PR #1883, opened 2023-03-08
Fix hang when crashing uncleanly

### LINKED ISSUE #1882: Hang In OpenAL-soft during crash
**Version information:**
 - Platform: Windows 10
 - Version: 23.02
 - Build/commit: all

**Describe the bug**
During a crash OpenAL-soft will hang trying to stop the currently playing sound. 

**To Reproduce**
Force a process exit without cleaning things orderly by adding `ExitProcess(0);` at any point.

**Expected behaviour**
A crash

Can be fixed by removing the destructors on Device and Context.

duncanspumpkin:
If we crash uncleanly i.e. not through an exception then the audio will get stuck waiting on a lock that is never free'd. This address's the issue by removing the destructor. If we exit uncleanly the audio will not be shutdown correctly but at least we wont hang. Also added an additional catch all exception handler as its possible we might have thrown an exception that isn't derived from std::exception

Fixes #1882

### DIFF
--- a/CHANGELOG.md
+++ b/CHANGELOG.md
@@ -3,6 +3,7 @@
 - Fix: [#1021] Excessive CPU usage when the Load/Save window is open.
 - Fix: [#1783] Crash when drawing track tunnels under certain situations.
 - Fix: [#1875] Tooltips weren't line-wrapping properly.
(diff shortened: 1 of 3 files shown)


ZehMatt (approved):
Unfortunate changes but I can see why this is a problem.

== == ==

● Work request
Within the records above, count the lines that contain "removing" and give the number with nothing added.

● Answer to this problem
2